Of the genetic variants included in the model, the TGF SNP resides in the promoter region of the gene and the variant has been linked to higher serum TGF-β concentrations [27]. With regard to the IL6R SNP, this resides in the coding region (exon 9) of the gene and the variant has been linked to higher levels of soluble IL-6 receptor [28] and therefore has the potential for increased IL-6 inflammatory signaling. Interestingly, a previous review has discussed that in the presence of both TGF-β and IL-6 signaling in inflammatory conditions, differentiation of Th17 cells occurs; this can further drive inflammation [29]. Consequently, as both of these cytokines are increased in the presence of variant SNPs in response to immune challenges, such as deployment exposure to neurotoxicants, heightened and sustained inflammatory responses are likely. This can potentially explain the higher frequency of TGF and IL6R variant genotype carriers in GWI cases compared to controls. This hypothesis is also in line with other studies that have demonstrated a link between increased IL-6 expression and other chronic inflammatory diseases such as rheumatoid arthritis [30] and inflammatory bowel disease [31].
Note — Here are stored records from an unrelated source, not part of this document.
PR #17893, opened 2026-08-09
[rb] Lock the starting port in a file rather than on the port below it

ikraamg:
### 🔗 Related Issues

Picks up #10176, which was closed with "if anyone wants to PR a better solution, we can do that".

### 💥 What does this PR do?

ServiceManager takes its startup lock by binding port - 1, so starting a driver on port N needs N-1 to be free as well. When an unrelated service already listens there the lock can never be taken: startup spins for 45 seconds and then raises, even though the requested port is free. This is easy to hit once you pick driver ports yourself, for example a pool assigning a port per process that lands next to a running Redis. I found it running the Firefox WebDriver BiDi render pipeline for trmnl.com in production.

With a listener on 9998 and a driver requested on 9999:

    before   FAILED after 45.1s: unable to bind to locking port 9998 within 45 seconds
    after    started in 0.0s on port 9999

The lock now lives in a file under Dir.tmpdir named after the starting port, so it needs no port of its own.

- replaces SocketLock with PortLock, which flocks tmpdir/selenium-port-<port>.lock
- locks on the requested port instead of the one below it, so the name matches what is being guarded
- renames SOCKET_LOCK_TIMEOUT to PORT_LOCK_TIMEOUT and ServiceManager#socket_lock to #port_lock, both @api private
- drops the Steepfile ignore that existed only for socket_lock.rb
- creates the lock file 0600, since nothing but the creating process ever opens it
- adds rb/spec/unit/selenium/webdriver/common/port_lock_spec.rb

Cross-process exclusion is unchanged, covered by a spec that holds the lock and asserts a second lock on the same port is refused while a lock on a different port goes through.

### 🔧 Implementation Notes

The lock only ever needed to be a name two processes could agree on, and binding a TCP port to get one is what drags an unrelated port into the requirements. A file in tmpdir gives the same mutual exclusion without consuming anything.

Keeping the socket lock and binding the requested port instead cannot work, since the lock is held across find_free_port and the port being probed has to stay free. Picking a lock port further away only moves the collision somewhere less predictable, and skipping the lock when a port was passed explicitly drops the protection for the case it exists for, several processes starting drivers at once.

The retry came out of CI. My first version opened the file read-only when it could not be opened for writing, which is fine on POSIX, but on Windows File.open raises Errno::EACCES while another process holds the lock, and an exclusive lock cannot be taken on a read-only handle there. That turned ordinary contention into a permanent spin and failed all ten Windows targets. EACCES is now treated as the lock not being available yet, and retried.

EROFS is not, since a read-only temp directory never becomes writable. Retrying it spun for the full 45 seconds and then blamed the lock, where the socket lock this replaces did not touch the filesystem at all, so it raises straight away and names the path. The spec for it takes 0.01s with the raise and 2.0s without, which is the timeout it used to wait out.

### 🤖 AI assistance

    - Tool(s): Claude Code
    - What was generated: a first draft of PortLock and its spec. The problem, the design, the measurement and the Windows fix are mine.

- No cross-user exclusion. If the lock file belongs to another user this treats it as contention until the timeout. Trunk has the same gap, TCPServer.new on a port another user holds fails the same way.
- The lock file stays in tmpdir after release. It is empty and reused.
- PortLock is @api private, as SocketLock was, so nothing public changes.

### 🔄 Types of changes

### DIFF
--- a/rb/spec/unit/selenium/webdriver/common/port_lock_spec.rb
+++ b/rb/spec/unit/selenium/webdriver/common/port_lock_spec.rb
@@ -24,7 +24,9 @@ module Selenium
     describe PortLock do
       subject(:port_lock) { described_class.new(port, 2) }
 
-      let(:port) { 4444 }
+      # The lock file is named after the port, so a fixed one would collide with a real
+      # driver on 4444 and with any other run of this spec on the same machine.
+      let(:port) { 40_000 + (Process.pid % 10_000) }
 
       it 'yields to the block' do
         expect { |block| port_lock.locked(&block) }.to yield_control


diemol:
Can you use the PR template?

PR #17894, opened 2026-08-09
[rb] Release a stopped service instead of holding it until the process exits

ikraamg:
### 🔗 Related Issues

None open that I could find.

### 💥 What does this PR do?

`ServiceManager#start` registers an `at_exit` block per service, and the block captures the service, so every service ever started stays reachable for the life of the process along with its `ChildProcess`. Stopping the service does not release it, so the growth is unbounded in a process that starts many drivers: a suite that starts one per spec file, or a pool that recycles browsers.

I found it running the Firefox WebDriver BiDi render pipeline for trmnl.com in production.

Starting 500 services and stopping every one of them, then running GC:

    before   live ServiceManagers: 500
    after    live ServiceManagers: 1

With regard to the TLR4 SNP, this resides in the coding region (exon 4) of the gene (1196C > T) and the variant causes an amino acid change (Thr399Ile) in TLR4 in the extracellular domain, with the variant associated with lessened response to TLR4 agonist (lipopolysaccharide) binding as indicated by reduced nuclear factor kappa B signaling [32]. That is, having a copy of this variant decreases inflammatory signaling. Consequently, this could explain why veterans with this variant are less likely to have GWI.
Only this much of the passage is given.